PR #1167, opened 2022-06-17
extract api_ems_resource from create_ems_resource

kbrock:
Just like api_resource can be used by many actions,
it looks like there is a similar use case before resources are created.

This is split apart for #1163

### DIFF
--- a/app/controllers/api/base_controller/action.rb
+++ b/app/controllers/api/base_controller/action.rb
@@ -16,13 +16,13 @@ module Api
         result
       end
 
-      # wrapper around api_action for creating a resource
-      # alternative to api_resource when creating a resource
+      # wrapper around api_action for acting on an ems resource
+      # alternative to api_resource when working on an ems.
       #
       # NOTE: would have been nice to only pass ems_id, and name
       #       That way the external interface would be not this method's concern
       #       but passing data also allows asserting that an id is not passed
-      def create_ems_resource(type, data, supports: false)
+      def api_ems_resource(type, data, action_phrase, supports: false)
         api_action(type, nil) do
           assert_id_not_specified(data, type)
           ems_id, model_name = data['ems_id'], data['name']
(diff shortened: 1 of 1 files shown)


Fryguy (approved):

app/controllers/api/base_controller/action.rb
```diff
@@ -35,12 +35,17 @@ def create_ems_resource(type, data, supports: false)
           klass = ems.class_by_ems(base_klass)
           raise "#{type} not supported by Provider #{ems.name}" unless klass
 
-          ensure_supports(type, klass, :create) if supports
+          ensure_supports(type, klass, supports) if supports
 
-          full_action_results(yield(ems, klass)) { "Creating #{type.to_s.singularize.titleize} #{model_name} for Provider #{ems.name}" }
+          full_action_results(yield(ems, klass)) { "#{action} #{type.to_s.singularize.titleize} #{model_name} for Provider #{ems.name}" }
```
Fryguy, line 40: Bug?  Should this be action_phrase? Seems rubocop caught this too...maybe this needs a spec?

app/controllers/api/base_controller/action.rb
```diff
@@ -16,13 +16,13 @@ def api_action(type, id)
...
-      # wrapper around api_action for creating a resource
-      # alternative to api_resource when creating a resource
+      # wrapper around api_action for acting on an ems resource
+      # alternative to api_resource when working on an ems.
       #
       # NOTE: would have been nice to only pass ems_id, and name
       #       That way the external interface would be not this method's concern
       #       but passing data also allows asserting that an id is not passed
-      def create_ems_resource(type, data, supports: false)
+      def api_ems_resource(type, data, action_phrase, supports: false)
```
TonySchneider, line 25: (If you do not mind, I'll add some comments since I've checked it on my side)

As I see, you don't use the parameter action_phrase inside this function.. so when you're calling this function in 'create_ems_resource' it sends nil to argument 'data', and there is an extra argument.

○ ○ ○ ○

> **PROMPT**
Output exactly, and only, the lines running from the one that contains "Fryguy, line 40: Bug?" through the last line of the entries above.

> **COMPLETED TASK**
Fryguy, line 40: Bug?  Should this be action_phrase? Seems rubocop caught this too...maybe this needs a spec?

app/controllers/api/base_controller/action.rb
```diff
@@ -16,13 +16,13 @@ def api_action(type, id)
...
-      # wrapper around api_action for creating a resource
-      # alternative to api_resource when creating a resource
+      # wrapper around api_action for acting on an ems resource
+      # alternative to api_resource when working on an ems.
       #
       # NOTE: would have been nice to only pass ems_id, and name
       #       That way the external interface would be not this method's concern
       #       but passing data also allows asserting that an id is not passed
-      def create_ems_resource(type, data, supports: false)
+      def api_ems_resource(type, data, action_phrase, supports: false)
```
TonySchneider, line 25: (If you do not mind, I'll add some comments since I've checked it on my side)

As I see, you don't use the parameter action_phrase inside this function.. so when you're calling this function in 'create_ems_resource' it sends nil to argument 'data', and there is an extra argument.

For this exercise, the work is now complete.